Table 3 shows the RMSE and MAPE values for each model for the January 1999 testing set. The simple LSTM model shows high accuracy with a MAPE value of 2.3 percent. Introducing MC dropout to the neural network reduces the accuracy of the LSTM model by a small amount. GBR achieves similar accuracy or slightly better accuracy compared to the LSTM model, and as producing a prediction interval does not require any modifications to the main predictive model itself, there is no loss in performance. Overall, the performance of all three models is fairly similar, showing that uncertainty estimates can be obtained with minimal cost to accuracy.
3.5. Uncertainty Analysis
We perform some analysis for the obtained uncertainty values.
Figure 8 shows the frequency of the calculated uncertainty as a percentage of the actual load values in the prediction of January 1999 loads. We observe that the frequency decreases for higher percentage values of uncertainty and almost no uncertainty estimates rise above 10%. This behavior reflects the relatively high confidence and low error percentage of our forecasting model.
Table 4 shows the correlation of the percentage uncertainty with the input features used in the prediction of January 1999 load, namely, the past half-hourly loads, the average daily temperatures, type of weekdays, and public holidays. From the figure, the uncertainty has a −0.05 correlation with the past half-hourly loads, a 0.03 correlation with average daily temperatures, and zero correlation with the type of weekdays or public holidays. We see that the model uncertainty is generally independent of the features used as it is a result of the model architecture.
4. Conclusions
With the fast development of machine learning algorithms and their extensive application, estimating model uncertainty has become a significant research area. We implemented and evaluated two methods in quantifying the uncertainty for two popular supervised learning algorithms. This work is one of the few that studies uncertainty for both RNN and tree based algorithms in the area of energy forecasting. An uncertainty measure is critical for applications such as designing reliable AI-enabled autonomous energy smart grids [
10]. In addition, uncertainty is also an important metric for energy production and distribution as it allows utility companies to assess the trustworthiness of forecasts before making decisions. Our results demonstrate the effectiveness of the learning techniques, LSTM and GBR, and the uncertainty evaluation methods, using the EUNITE electricity load dataset. Both methods are shown to provide accurate predictions.

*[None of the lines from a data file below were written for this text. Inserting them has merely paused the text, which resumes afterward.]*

Issue #178, opened 2020-11-12
Dialogue Line not shown in custom Timeline track and also not paused at the end of the clip.


rainaldisatria:
Sometimes Dialogue Line is not showed by Timeline if dialogue clip is sit side by side.
The skipped clip doesn't wait for user input even if PauseWhenClipEnds set to true.

**How to reproduce:**
1. Go to CutsceneExample scene (in Assets/Scene/Examples/)
2. Select CutsceneExample game object in hierarchy
3. In the Timeline Window, Move SecondLine next to FirstLine
4. Play
5. Boom, Second Line is not printed in console.

**Expected Behaviour:**
SecondLine is printed in Console.

Or just watch it here:
https://youtu.be/vfSMV7tkgh8

rainaldisatria:
So, after doing simple debugging, the problem is:
If the clip sit side by side, OnBehaviourPlay is called at the end of previous clip (not at the start of that specific clip).
Since OnBehaviourPlay() is called only once, that causes the second dialogue is not called (or called but still not ready yet).

![image](https://user-images.githubusercontent.com/57592497/98943333-e7522180-2521-11eb-84c4-bd37e8a598a9.png)

I fixed the problem by changing OnBehaviourPlay() with ProcessFrame(), 
I'll make the PR ASAP.

rainaldisatria:
Bug fixed. Closing the issue.

PR #180, opened 2020-11-12
Fix/dialogue line not shown in custom timeline track

rainaldisatria:
Issue: https://github.com/UnityTechnologies/open-project-1/issues/178

I change OnBehaviourPlay() to ProcessFrame() in DialogueBehaviour.cs.

OnBehaviourPlay() is called only once as soon as the playhead reached the clip. 
But the thing is, when two clips are side by side, the OnBehaviourPlay() of the second clip is also called at the end of the first clip.
that causes the second clip is called when it's still not ready (IsCutscenePlaying is still set to false). 

ProcessFrame() is called every frame.
We're checking if the clip is ready to shown every frame, but displaying the dialogue line is called only once.

I make sample scene in Assets/Scenes/Examples/Cutscenes.unity to make sure it's working.


ciro-unity:
Great catch, @rainaldisatria, and I see it now: since Timeline is a tool that doesn't work on discreet increments, the OnBehaviourPause of the first clip is only called **after** and not **when** the clip is over. So for instance if the clip ends at 00:30.150, it will be called at 00:30.152 or something.
So in that sense yes, we're already in the second clip, so it makes sense that the OnBehaviourPlay is called.

It makes a lot of sense now.

I was very much against using OnProcessFrame() since I didn't want to do the check every frame, but I guess a simple if(bool) is a light enough check to do - especially if it's only once a frame. (i.e. only one dialogue can play at the time).

I'll merge now.

ciro-unity:
You're also the first completed item in 0.4 :)
Screenshot 2020-11-12 at 20 00 40

PR #4142, opened 2013-05-04
Overflow username service to the publisher - Only develop branch

movilla:
I still working... :construction: 
# Before

pantallazo-1
# After

pantallazo


svbergerem:
There is no blueprint publisher anymore.

Issue #4288, opened 2013-07-07
Round user avatar


Flaburgan:
I saw that in the settings, where you can upload a new profile picture, your avatar is displayed rounded (<code>border-radius: 5px; box-shadow: 0px 1px 2px #666;</code>)

I wonder if it's a good idea to display it like that everywhere.

This how it can looks:

### before
![before](https://f.cloud.github.com/assets/930064/758667/4d2f3e6e-e747-11e2-8795-a93a1294eeaa.png)

### after
![after](https://f.cloud.github.com/assets/930064/758668/52dcbca6-e747-11e2-808b-7312d10abb8c.png)

What's your opinion about that?

svbergerem:
Implemented by #5733.

PR #4296, opened 2013-07-11
#4288 - implementation of a round user avatar

juliaguar:
just a quick design change to implement a round user avatar (as mentioned in issue #4288).


svbergerem:
Superseded by #5733. Thank you for your work.

PR #4456, opened 2013-08-28
Changing icons on regular site to use Entypo

ssrihari:
- Changed the sidebar icons and the header Icons
- It looks bearable

Downsides:
- The characters/icons in the font aren't of equal dimensions, so they don't go well together
- Some icons in glyphicons aren't here in entypo


denschub:
Implemented with 0.5.0.0

PR #4497, opened 2013-09-02
Notification bug

manuels:
Here are some tests that trigger bug #4496 and might help debugging it.


denschub:
I'm closing this PR. We refactored almost all of the involved code during the last few releases and there are no new reports.

PR #4539, opened 2013-09-19
[WIP] Add design to 404 not public file

Flaburgan:
There is two 404 files, 404.html and  app/views/errors/not_public.haml which is used to display a 404 when the user is logged but doesn't have access to the post. 404.html was refactored in #4079 

This PR refactor not_public.haml the say way and link directly to 404.css for the design. This direct link is not the best approach but it's the easiest way I found to factorize css. Any opinion anyone?


svbergerem:
@jhass Did #5817 supersede this PR?

jhass:
I'm not sure but I don't think so.

Flaburgan:
Looks like it did.

PR #4596, opened 2013-11-17
Allow additional profile fields (previously private profile) to be set public

jaywink:
Change wording of profile sections to Basic and Additional. Add helper icons and rollover text to hint on visibility.

NOTE! Not ready for merge - some work to do on help pages and I haven't even looked at tests yet. Just here for initial review, whether this is even wanted (needed it myself).

See for example change running on my pod, my now public profile: https://iliketoast.net/u/jaywink

In the below screenshots, I realize now it's confusing that the globe and the padlock are not visible at the same time. The way it goes, you click the padlock in the Additional section and it turns into the globe, and if you click the globe, it turns to a padlock. The other two icons (globe for Basic data and padlock for Settings) are not clickable.

I didn't use a toggle slider as Flaburgan suggested since D\* doesn't have any in use yet and I feel visual makeovers should be done in a separate stage.

Edit profile page - Basic (old Public Profile) and Additional (old Private Profile) sections visible, with additional set to public (the globe, by default it is limited = padlock, for new and existing profiles).

pic

The lower part, didn't have a title before and thus was confusingly mixed with Public Profile - now titled Profile Settings, with padlock to show it's not public data.

pic

Hint rollover in Additional section - wording is not very good at the moment..

pic

### DIFF
--- a/app/views/profiles/_edit.haml
+++ b/app/views/profiles/_edit.haml
@@ -9,10 +9,22 @@
   = render 'profiles/edit_public', :profile => profile, :aspect => aspect, :person => person
 
   %hr
+  :javascript
+    $(document).ready(function () {
+      $('.additional-visibility-icon').click(function() {
+        $('input#profile_is_public').prop('checked', ! $('input#profile_is_public').prop('checked'));
+        $('.additional-visibility-icon').toggle();
+      });
+    });
+  %h3{:class=>"inline"}
+    = t('profiles.edit.additional')
+  = image_tag 'icons/globe.png', class: 'additional-visibility-icon', style: ('display:none;' if ! profile.is_public)
+  = image_tag 'icons/padlock-closed.png', class: 'additional-visibility-icon', style: ('display:none;' if profile.is_public)
+  %span{ :rel => 'facebox', :title => t('profiles.edit.additional_hint') }
+    = image_tag 'icons/monotone_question.png'
+  = check_box_tag 'profile[is_public]', true, profile.is_public
   %br
-  %h3
-    = t('profiles.edit.your_private_profile')
-
+  %br
 
   %h4
     = t('profiles.edit.your_bio')
@@ -40,7 +52,15 @@
 
   %br
   %br
+  
+  %hr
+  %h3{:class=>"inline"}
+    = t('profiles.edit.settings')
+  = image_tag 'icons/padlock-closed.png'
 
+  %br
+  %br
+  
   %h4
     = t('search')
 
--- a/app/assets/stylesheets/profile.css.scss
+++ b/app/assets/stylesheets/profile.css.scss
@@ -123,3 +123,12 @@
     }
   }
 }
+
+#update_profile_form {
+  .additional-visibility-icon {
+    cursor: pointer;
+  }
+  #profile_is_public {
+    display: none;
+  }
+}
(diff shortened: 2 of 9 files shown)


Flaburgan:
The settings page has now be ported to bootstrap, the rebase will probably be painful...

jaywink:
Meh I thought this version of the pull had already been closed :) I don't think a rebase is a good idea - I'll just re-implement the changes on top of develop, as soon as I have time. Prob not in 0.5 sorry :(

I'll close this not-to-be-merged old version for now, this feature is in my own to-do list :)

app/views/profiles/_edit.haml
```diff
@@ -9,10 +9,22 @@
   = render 'profiles/edit_public', :profile => profile, :aspect => aspect, :person => person
 
   %hr
+  :javascript
```
cmrd-senya: What is a proper place for javascript for this page in the actual diaspora codebase? I tried app/assets/javascript/app/pages/profile.js, but it seems that it doesn't get loaded on profile/edit page.

svbergerem: You will have to define that in app/assets/javascripts/app/router.js. It might be ok to add this to the settings page view (app/assets/javascripts/app/pages/settings.js) but you will definitely have to add the correct route in router.js.
```js
...
 "profile/edit": "settings",
...
```

cmrd-senya: I wrote an event in Backbone.View for Settings page for .additional-visibility-icon class, but for some reason it doesn't get called on click on image tag with the class set. Instead I get in the javascript console:
15:34:51.812 An empty string can not be an argument of the method getElementById().1 jquery.js:2823:0


Could somebody please check what is wrong?
Here is my changes: http://pastebin.com/LGCt0Mft

Or at least point me what to check.

theworldbright: What does `this.$('input#profile_is_public')` match?

cmrd-senya: It matches "= check_box_tag 'profile[is_public]', true, profile.is_public", line 64 of paste.

It doesn't really matter, because switchAdditionalVisibility function doesn't get called at all.

theworldbright: If it doesn't matter fair enough. I just thought it was weird that `profile_is_public` doesn't have a matching element. I assume `profile[is_public]` becomes `id: profile_is_public`?

theworldbright: By switchAdditionalVisibility doesn't get called at all, do you mean like if you add an alert statement right after `switchAdditionalVisibility: function() {`, line 14, it won't be called at all?

cmrd-senya: Yes, it becomes:  
<input name="profile[is_public]" id="profile_is_public" value="true" type="checkbox">

Yes, that what I mean.

theworldbright: I'm guessing that `.settings_visibility` does not exist in `profile/edit` and it only exists under `user/edit`

cmrd-senya: I tried to comment it out, but it didn't help.

theworldbright: Hmm, it may be that there is no "el"?

cmrd-senya: Yes, that seems to be the reason. Thanks!

PR #4631, opened 2013-12-18
WIP - Refactor users#update action

oliverbarnes:
This is a partial WIP of the refactor asked for on #3664. After a while sitting on it, it's clear I won't be able to finish it in a timely fashion, as I'm too caught up with my day job. Hopefully this can be a good starting point for somebody else to adopt and continue?

The approach I've taken is to extract logic branches into small discreet controllers. Two so far: User::EmailPreferencesController and User::PasswordController. These also map to separate forms on the user edit page. 

Did the same to their specs. Haven't touched the cucumber features yet.

### DIFF
--- a/app/controllers/users/email_preferences_controller.rb
+++ b/app/controllers/users/email_preferences_controller.rb
@@ -1,0 +1,25 @@
+class Users::EmailPreferencesController < ApplicationController
+  before_filter :authenticate_user!
+
+  def update
+    current_user.update_user_preferences( user_params[:email_preferences] )
+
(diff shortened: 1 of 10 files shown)


denschub:
Closing this PR. This now will result in a massive list of merge conflicts. It has been orphaned for more than a year and old pull requests look kinda sad. Feel free to reopen this if there is a need to.

cmrd-senya:
Does it worth adopting now?

denschub:
Not really. While cleaning up is a nice idea, we should probably build Services now.

cmrd-senya:
Then #3664 should be updated probably.

denschub:
You are very right! Done.

PR #4742, opened 2014-01-25
[wip] attempting to test the 'after_commit' hook

Raven24:
this comes in addition to the fix introduced for #4715, now featuring DatabaseCleaner instead of transactional fixtures in Rspec.
the really annoying thing is, that the `after_commit` hook swallows exceptions silently, so the `stack level too deep` error would not have been noticeable immediately with this either.
I was able to get some other vaguely related tests to fail, though. Also, what would have been noticeable is an extremely long runtime for the `stack level` cases, since it simply takes a while to fill up the stack..

Also, currently there are a few tests that don't seem to like these changes, so I would hope for any help I can get to finish this and get more dependable specs for the AR hooks.


denschub:
Mhm. Almost two years now, I guess it's save to close this. The orphan label remains if someone feels strong about working on old, unfinished changes...

PR #4860, opened 2014-03-17
Added Emoticon support for diaspora

abhineet08:
Hi, this pull request adds support in diaspora for Emoji 
(all emoticons mentioned here :: http://www.emoji-cheat-sheet.com )

And, it also adds a rake task which can be called by
rake emoji:refresh
which updates the list of supported emoticons by adding any extra emoticons which are added to emoji.


dimaursu:
#5530 Fixes the issues with 4 byte characters, that are required to have unicode emojis.

svbergerem:
[On Loomio we decided](https://www.loomio.org/d/vlmyMTNd/emoji-support?proposal=CRoUdzEv) that we don't want to replace emoji characters with images.

PR #4887, opened 2014-03-31
Add box shadow and radius to avatars

goobertron:
I decided to pick up #4296 as it seemed to have been abandoned.

I realise there's quite a lot going on with porting to Bootstrap, and various design changes, so perhaps it's not a good time to merge this. But I wanted to do this work anyway, just as an exercise to help me learn, so here it is.

In #4288 most of us liked rounded corners on avatars, but they didn't fit in with the new profile sidebar in #4374, so that idea was dropped. What I've done on the profile pic on people views is to add a radius of 8px (same as on the bottom of the interaction icons bar) to the top corners only, with no radius on the bottom of the avatar.

See what you think.


svbergerem:
Superseded by #5733. Thank you for your work.

Issue #4269, opened 2013-06-29
Comments are out of order


polsvoice:
I notice that, many times, comments on posts from JoinDiaspora show up out of order on Diasp.org (or are missing!) This makes it hard to follow conversations. Here is an example from [a recent post by Sean Tilley.](https://diasp.org/posts/2065030#)
Here's how the comments look on JoinDiaspora:
![diaspora_screenshot3](https://f.cloud.github.com/assets/941129/726565/68cced52-e10b-11e2-9e0a-ece723c71d21.jpg)
On diasp.org:
![diaspora_screenshot4](https://f.cloud.github.com/assets/941129/726566/68dfc2a6-e10b-11e2-9871-c9a3ec94497a.jpg)
May be related to [this issue?](https://github.com/diaspora/diaspora/issues/3350)
##

Flaburgan:
@JannikStreek any news?

cmrd-senya:
Won't #6406 resolve it? It sorts comments by the time stamps that presented in the DOM generated for every comment model.

cmrd-senya:
Oh, I see, the time stamps are probably different across pods, that's the reason.

SuperTux88:
Fixed with #7436

PR #4935, opened 2014-04-18
Bug 4269: Created_at federation vs ordering issues

JannikStreek:
The comments are now shipping with the created_at field. I had to change the generator to set the field, otherwise the signature verification will fail. Do you want to test the ordering issues first with the comments or shall I start implementing the changes also for posts and other relayables?

refs https://github.com/diaspora/diaspora/issues/4269

### DIFF
--- a/app/models/comment.rb
+++ b/app/models/comment.rb
@@ -19,6 +19,9 @@ class Comment < ActiveRecord::Base
   xml_attr :text
   xml_attr :diaspora_handle
 
+  #Don't name it remote_create_at, otherwise it won't work due to some mysterious reasons
+  xml_attr :remote_created
+
   belongs_to :commentable, :touch => true, :polymorphic => true
   alias_attribute :post, :commentable
   belongs_to :author, :class_name => 'Person'
@@ -55,6 +58,14 @@ class Comment < ActiveRecord::Base
 
   def diaspora_handle= nh
     self.author = Webfinger.new(nh).fetch
+  end
+
+  def remote_created
+    Time.zone.parse(self.created_at.to_s).to_i.to_s unless(self.created_at.nil?)
+  end
+
+  def remote_created= date
+    self.created_at = Time.at(date.to_i).utc.to_datetime unless date.blank?
   end
 
   def notification_type(user, person)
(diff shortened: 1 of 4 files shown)


jaywink:
If the signing mechanism really breaks due to fields added or removed then I think the problem is our signing mechanism :( The signing mechanism should ideally just be a wrapper to contain any kind of message, but not being a crypto expert not sure why it isn't so..

Anyway, we shouldn't break backwards compat though we will have to fix this at some point. When we have the federation extracted, what about falling back to several versions? This would cause extra queries first to get the version of the recipient pod though and could make things in general heavier.

jhass:
The problem is simply that our current signing mechanism reconstructs the signable string from its world view instead of the actual attributes retrieved. That is the model/code dictates which attributes in which order are included while the message should dictate that.

jaywink:
OK now I get it. Yeah, well, there is no way we can break something like this even in a major release - it would break the network for a huge amount of pods for quite a while.. We could span this change over several major versions to make it less painful..

I guess the slap itself should specify the schema definition in the possible new improved signing version, [here](https://github.com/Raven24/diaspora-federation/blob/master/lib/diaspora-federation/salmon/slap.rb#L10)ish? That would save always delivering the attributes with the messages - the schema could just be retrieved on demand.

jhass:
Well, one option is to just iterate all attributes received, the other is to add an attribute that defines a list of attributes to include, yeah.

cmrd-senya:
@jhass, am I right, that at [this](https://github.com/diaspora/diaspora/blob/develop/lib/diaspora/parser.rb#L13) point all unknown attributes from xml for a model is dropped, so we have to check the signature here?

jhass:
@cmrd-senya I don't know the specifics anymore, but looks like it yes. Whether moving the signature check before it leads to anything sane, I don't know. Other (backwards incompatible) possibilities would be to have the message provide the signature token in plaintext, use a hash over a defined general part of the XML as signature token or define which XML tags go into it in which order explicitly.

cmrd-senya:
I'm ready to help @SuperTux88 in that.

Flaburgan:
@cmrd-senya would be awesome to that solved <3

denschub:
I'll close this PR. Work is to be done in the diaspora_federation gem, so the code in this PR is obsolete. #4269 exists as a tracking bug.

PR #6805, opened 2016-04-19
Fix up the meaning of the name parameter in mention

### LINKED ISSUE #6795: Mentions don't respect alternate text when rendered in mobile view
Our mention syntax is ```@{name; id}``` and name is supposed to be substituted as a link text for the mention. In usual view it is done so with the javascript code from [markdown-it-diaspora-mention](https://github.com/diaspora/markdown-it-diaspora-mention). In some cases, for example, for mobile view  of ```/stream``` posts are rendered with the MessageRenderer (e.g., [markdownify method](https://github.com/diaspora/diaspora/blob/develop/lib/diaspora/message_renderer.rb#L207)) which renders mentions with [Diaspora::Mentionable.format method](https://github.com/diaspora/diaspora/blob/develop/lib/diaspora/mentionable.rb#L31). So when mentions are rendered with this method, the ```name``` attribute of the mention is completely ignored and ```person.name``` value is put as the link text instead. However, ```name``` is rendered if corresponding person was not supplied to the method, so it works as a fallback, rather than the visible name as it works in [markdown-it-diaspora-mention](https://github.com/diaspora/markdown-it-diaspora-mention).

<bountysource-plugin>
---
Want to back this issue? **[Post a bounty on it!](https://www.bountysource.com/issues/32995031-mentions-don-t-respect-alternate-text-when-rendered-in-mobile-view?utm_campaign=plugin&utm_content=tracker%2F522&utm_medium=issues&utm_source=github)** We accept bounties via [Bountysource](https://www.bountysource.com/?utm_campaign=plugin&utm_content=tracker%2F522&utm_medium=issues&utm_source=github).
</bountysource-plugin>

cmrd-senya:
The desktop frontend now treats the "name" parameter of mention as
a string to display unconditionally. But the Diaspora::Mentionable
renders mentions the different way: "name" is treated as a fallback
string which is rendered only if the person's name is unavailable.
This reflects on the mobile version ATM. This patch makes it behave
the same way as the current desktop version does.

fix #6795

### DIFF
--- a/lib/diaspora/mentionable.rb
+++ b/lib/diaspora/mentionable.rb
@@ -14,8 +14,8 @@ module Diaspora::Mentionable
     mention = mention_str.match(REGEX)[2]
     del_pos = mention.rindex(/;/)
 
-    name   = mention[0..(del_pos-1)].strip
-    handle = mention[(del_pos+1)..-1].strip
+    name = mention[0..(del_pos - 1)].strip
+    handle = mention[(del_pos + 1)..-1].strip
 
     [name, handle]
   end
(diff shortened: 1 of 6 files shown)


lib/diaspora/mentionable.rb
```diff
@@ -15,6 +15,7 @@ def self.mention_attrs(mention_str)
     del_pos = mention.rindex(/;/)
 
     name   = mention[0..(del_pos-1)].strip
+    name = nil if name.empty?
```
denschub: So, why is `nil` better than an empty string?

Also, nit, something is wrong with the indentation.

cmrd-senya: It was done for [this line](https://github.com/diaspora/diaspora/pull/6805/files#diff-515d5bec596509fb74bd38d45f5c3db2R100) to pass to `person.name` when empty. However, it's probably better to change the mentioned line then, instead of having this non-obvious expression.

cmrd-senya: updated with a more neat version

lib/diaspora/mentionable.rb
```diff
@@ -86,32 +86,32 @@ module MentionsInternal
     extend ::PeopleHelper
 
     # output a formatted mention link as defined by the given options,
-    # use the fallback name if the person is unavailable
+    # use the display name if the person is unavailable
```
jhass: You made the `display_name` take precedence over the `person.name` now, no?

cmrd-senya: fixed

lib/diaspora/mentionable.rb
```diff
@@ -86,32 +86,32 @@ module MentionsInternal
     extend ::PeopleHelper
 
     # output a formatted mention link as defined by the given options,
-    # use the fallback name if the person is unavailable
+    # use the person name the if the display name is unavailable
```
jhass: > if the display name is blank, fallback to the persons name.

lib/diaspora/mentionable.rb
```diff
@@ -86,32 +86,32 @@ module MentionsInternal
...
       else
-        person_link(person, class: PERSON_HREF_CLASS)
+        person_link(person, class: PERSON_HREF_CLASS, display_name: display_name)
       end
     end
 
-    # output a markdown formatted link to the given person or the given fallback
-    # string, in case the person is not present
+    # output a markdown formatted link to the given person or the given display
+    # name, in case the person is not present
```
jhass: Ditto

cmrd-senya:
updated

jhass:
Thank you!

There remains much to be investigated in the field of uncertainty estimation and its application to electricity forecasting. Although we only described methods to produce uncertainty estimates for two algorithms used in STELF, these methods can also be extended to other forecasting algorithms. Monte Carlo methods can be used to estimate the degree of uncertainty that can be attributed to the model parameters, by estimating the variance of the posterior. Quantile methods which aim to train separate models to predict upper and lower bounds can provide an overall estimate of the expected distribution. Both techniques provide useful estimates of the risk in real-world scenarios and easy computational implementations for AI-enabled autonomous smart grids.